No. 990

Title:

Bhattacharyya inequality for quantum state estimation

Author(s):

TSUDA, Yoshiyuki (Institute of Statistical Mathematics)

Key words:

quantum Cramer-Rao inequality; quantum Gaussian state; uniformly minimum variance unbiased estimator;

Abstract:

    Using higher-order derivative with respect to the parameter, we will give lower bounds for variance of unbiased estimators in quantum estimation problems. This is a quantum version of the Bhattacharyya inequality in the classical statistical estimation. Because of non-commutativity of operator multiplication, we obtain three different types of lower bounds; Type S, Type R and Type L. The Type S bound is used if the parameter is a real number, and so do the others if it is a complex number. As an application, we will consider estimation of polynomials of the complex amplitude of the quantum Gaussian state. For the case where the amplitude lies in the real axis, a Uniformly Minimum Variance Unbiased Estimator (UMVUE) for the square of the amplitude will be derived using the Type S bound.

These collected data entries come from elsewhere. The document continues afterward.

PR #994, opened 2019-05-14
Improve ESLint setup and fix linting errors

raphinesse:
### Motivation and Context
- Not all JavaScript files were linted
- ESLint dependencies were outdated

### Description

- Lints all build-related JavaScript files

It will be shown that there is no UMVUE as a polynomial of creation/annihilation operators for the cube of the amplitude. For the case where the amplitude does not necessarily lie in the real axis, UMVUEs for holomorphic, antiholomorphic and real-valued polynomials of the amplitude will be derived. The UMVUEs for the holomorphic and real-valued cases attains the Type R bound, and those for the antiholomorphic and real-valued cases attains the Type L bound.